--- Your objective ---
Reproduce the data that follows precisely.

----- The input -----

PR #469, opened 2021-11-20
Add detection and support for M1 ARM64 architecture to moped-database

frankhereford:
## Associated issues

This PR intends to close [#7810](https://github.com/cityofaustin/atd-data-tech/issues/7810).

## Testing
Follow the normal instructions to spin up the database on either platform and verify that it works for you.
- [x] X86_64
- [x] ARM64

### PostgreSQL server image
~* I have increased the amount of time that the cluster has to start before the `hasura-cluster` script executes migrations, metadata and seeds from 60 seconds to 120 seconds. The cluster starts slower now because it's running via the qemu emulation layer, but once it's running, the performance appears to be nominal. If Hasura were to start to ship multi-platform images, this would become a non-issue.~

* I have switched the postgres image over to a native build for arm64. I built this today using the postgis docker build repo without modification; it's super easy. This results in database rebuild times being reduced to 25% of the original duration for me when testing the VZ DB (which has millions of records.) For Moped, the database size is still small, so that's not an issue, but cluster start-up times are cut in half if not more. At the time of writing, a cluster spin up takes 1 minute and two seconds (1:02.54) of wall time on this computer. 🕐 

### graphql-engine image
~* I have also built the graphql-engine v1.3.3 from source personally, and the image can be found [here](https://hub.docker.com/repository/docker/frankinaustin/graphql-engine-arm64).~

* There was group consensus to use `fedormelexin`'s build of `graphql-engine` v1.3.3, however, I would like to propose that we stick with my build. I have zero reason to believe that Fedor's build isn't completely fine; it's that I have used mine personally for development for a few months now and it has performed without a single issue. It's just the only one of the two that I have personal experience with, and it's totally solid. 🪨 

---
#### Ship list
- [ ] Code reviewed

PR #537, opened 2022-01-25
Support ARM64 in Moped database stack

frankhereford:
## Associated issues

This PR intends to close [#7810](https://github.com/cityofaustin/atd-data-tech/issues/7810).

This PR has been created to supplant PR #469 which bears age-related complications outside of the scope of these changes.

## Review
* @amenity had removed herself from reviewing [#469](https://github.com/cityofaustin/atd-moped/pull/469), so I am honoring that again on this PR. Amenity, please review if you would like to, of course!

## Testing
Follow the normal instructions to spin up the database on either platform and verify that it works for you.
- [x] X86_64
- [x] ARM64

Ideally, I would welcome a test from all moped developers of this branch to better ensure that there are no breaking changes to your ability to run a local database cluster. Please feel free to comment on the outcome of your tests. You should not have to change any portion of your workflow in any way; just spin it up and make sure it's working as expected.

-----

--- Response ---
PR #469, opened 2021-11-20
Add detection and support for M1 ARM64 architecture to moped-database

frankhereford:
## Associated issues

This PR intends to close [#7810](https://github.com/cityofaustin/atd-data-tech/issues/7810).

## Testing
Follow the normal instructions to spin up the database on either platform and verify that it works for you.
- [x] X86_64
- [x] ARM64

### PostgreSQL server image
~* I have increased the amount of time that the cluster has to start before the `hasura-cluster` script executes migrations, metadata and seeds from 60 seconds to 120 seconds. The cluster starts slower now because it's running via the qemu emulation layer, but once it's running, the performance appears to be nominal. If Hasura were to start to ship multi-platform images, this would become a non-issue.~

* I have switched the postgres image over to a native build for arm64. I built this today using the postgis docker build repo without modification; it's super easy. This results in database rebuild times being reduced to 25% of the original duration for me when testing the VZ DB (which has millions of records.) For Moped, the database size is still small, so that's not an issue, but cluster start-up times are cut in half if not more. At the time of writing, a cluster spin up takes 1 minute and two seconds (1:02.54) of wall time on this computer. 🕐 

### graphql-engine image
~* I have also built the graphql-engine v1.3.3 from source personally, and the image can be found [here](https://hub.docker.com/repository/docker/frankinaustin/graphql-engine-arm64).~

* There was group consensus to use `fedormelexin`'s build of `graphql-engine` v1.3.3, however, I would like to propose that we stick with my build. I have zero reason to believe that Fedor's build isn't completely fine; it's that I have used mine personally for development for a few months now and it has performed without a single issue. It's just the only one of the two that I have personal experience with, and it's totally solid. 🪨 

---
#### Ship list
- [ ] Code reviewed

PR #537, opened 2022-01-25
Support ARM64 in Moped database stack

frankhereford:
## Associated issues

This PR intends to close [#7810](https://github.com/cityofaustin/atd-data-tech/issues/7810).

This PR has been created to supplant PR #469 which bears age-related complications outside of the scope of these changes.

## Review
* @amenity had removed herself from reviewing [#469](https://github.com/cityofaustin/atd-moped/pull/469), so I am honoring that again on this PR. Amenity, please review if you would like to, of course!

## Testing
Follow the normal instructions to spin up the database on either platform and verify that it works for you.
- [x] X86_64
- [x] ARM64

Ideally, I would welcome a test from all moped developers of this branch to better ensure that there are no breaking changes to your ability to run a local database cluster. Please feel free to comment on the outcome of your tests. You should not have to change any portion of your workflow in any way; just spin it up and make sure it's working as expected.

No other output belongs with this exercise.